Excerpted records.
PR #394, opened 2020-08-11
Option: Information Refresh Time https://tools.ietf.org/html/rfc8415

mcphailtom:
Added structure, parsing and convenience fuctions for OptInformationRefreshTime (32) https://tools.ietf.org/html/rfc8415

### DIFF
--- a/dhcpv6/dhcpv6message.go
+++ b/dhcpv6/dhcpv6message.go
@@ -248,6 +248,21 @@ func (mo MessageOptions) ElapsedTime() time.Duration {
 	return 0
 }
 
+// InformationRefreshTime returns the Information Refresh Time option
+// as defined by RFC 815 Section 21.23.
+//
+// InformationRefreshTime returns the provided default if no option is present.
+func (mo MessageOptions) InformationRefreshTime(def time.Duration) time.Duration {
+	opt := mo.Options.GetOne(OptionInformationRefreshTime)
+	if opt == nil {
+		return def
+	}
+	if t, ok := opt.(*optInformationRefreshTime); ok {
+		return t.InformationRefreshtime
+	}
+	return def
+}
+
 // FQDN returns the FQDN option as defined by RFC 4704.
 func (mo MessageOptions) FQDN() *OptFQDN {
 	opt := mo.Options.GetOne(OptionFQDN)
--- a/dhcpv6/option_informationrefreshtime.go
+++ b/dhcpv6/option_informationrefreshtime.go
@@ -1,0 +1,48 @@
+package dhcpv6
+
+import (
+	"fmt"
+	"time"
+
+	"github.com/u-root/u-root/pkg/uio"
+)
+
+// OptInformationRefreshTime implements OptionInformationRefreshTime option.
+// https://tools.ietf.org/html/rfc8415#section-21.23
+func OptInformationRefreshTime(irt time.Duration) *optInformationRefreshTime {
+	return &optInformationRefreshTime{irt}
+}
+
+// optInformationRefreshTime represents an OptionInformationRefreshTime.
+type optInformationRefreshTime struct {
+	InformationRefreshtime time.Duration
+}
+
+// Code returns the option's code
+func (op *optInformationRefreshTime) Code() OptionCode {
+	return OptionInformationRefreshTime
+}
+
+// ToBytes serializes the option and returns it as a sequence of bytes
+func (op *optInformationRefreshTime) ToBytes() []byte {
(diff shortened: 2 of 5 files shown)


dhcpv6/option_informationrefreshtime.go
```diff
@@ -0,0 +1,46 @@
+package dhcpv6
+
+import (
+	"fmt"
+	"github.com/u-root/u-root/pkg/uio"
```
pmazzini, line 5: NIT: use a separate blocks for external dependency

https://github.com/golang/go/wiki/CodeReviewComments#imports

dhcpv6/dhcpv6message.go
```diff
@@ -248,6 +248,21 @@ func (mo MessageOptions) ElapsedTime() time.Duration {
 	return 0
 }
 
+// InformationRefreshTime returns the Information Refresh Time option
+// as defined by RFC 815 Section 21.23.
+//
+// ElapsedTime returns a duration of 0 if the option is not present.
```
Natolumin, line 254: This makes it impossible to differentiate packets with the explicit "0" value (that's not valid per the rfc, but it's still representable on the wire so we should be able to handle it) from packets where the option isn't supplied.

Can you make it either a pointer or return `(Duration, error)` or `(Duration, bool)` where the boolean indicates if it was found, similar to the interface of maps ?

Additionally, there's a copy-paster error, `ElapsedTime` -> `InformationRefreshTime`

dhcpv6/option_informationrefreshtime.go
```diff
@@ -0,0 +1,46 @@
...
+	return fmt.Sprintf("InformationRefreshTime: %v", op.InformationRefreshtime)
+}
+
+// parseOptInformationRefreshTime builds an optInformationRefreshTime structure from a sequence
+// of bytes. The input data does not include option code and length bytes.
+func parseOptInformationRefreshTime(data []byte) (*optInformationRefreshTime, error) {
+	var opt optInformationRefreshTime
+	buf := uio.NewBigEndianBuffer(data)
+
+	var irt Duration
```
Natolumin, line 42: offtopic note: Duration doesn't handle the special value of `0xffffffff` to mean infinity, which we should fix (but not in this PR)

dhcpv6/option_informationrefreshtime.go
```diff
@@ -0,0 +1,46 @@
+package dhcpv6
+
+import (
+	"fmt"
+	"github.com/u-root/u-root/pkg/uio"
+	"time"
+)
+// OptInformationRefreshTime implements OptionInformationRefreshTime option.
+// https://tools.ietf.org/html/rfc8415
```
Natolumin, line 9: nit: for a bit more accuracy
```suggestion
// https://tools.ietf.org/html/rfc8415#section-21.23
```

dhcpv6/dhcpv6message.go
mcphailtom: Great idea, apologies I got a bit lazy here (evidenced by the copy paste error) :)

pmazzini: I wonder if we should make it consistent with the v4 one in this case:

```
func (d *DHCPv4) IPAddressRenewalTime(def time.Duration) time.Duration {
```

Problem to work on.
Nothing but the lines from the one containing "mcphailtom: Great idea, apologies" through the final line of the data above is to be reproduced, each exactly as written.

Answer below.
mcphailtom: Great idea, apologies I got a bit lazy here (evidenced by the copy paste error) :)

pmazzini: I wonder if we should make it consistent with the v4 one in this case:

```
func (d *DHCPv4) IPAddressRenewalTime(def time.Duration) time.Duration {
```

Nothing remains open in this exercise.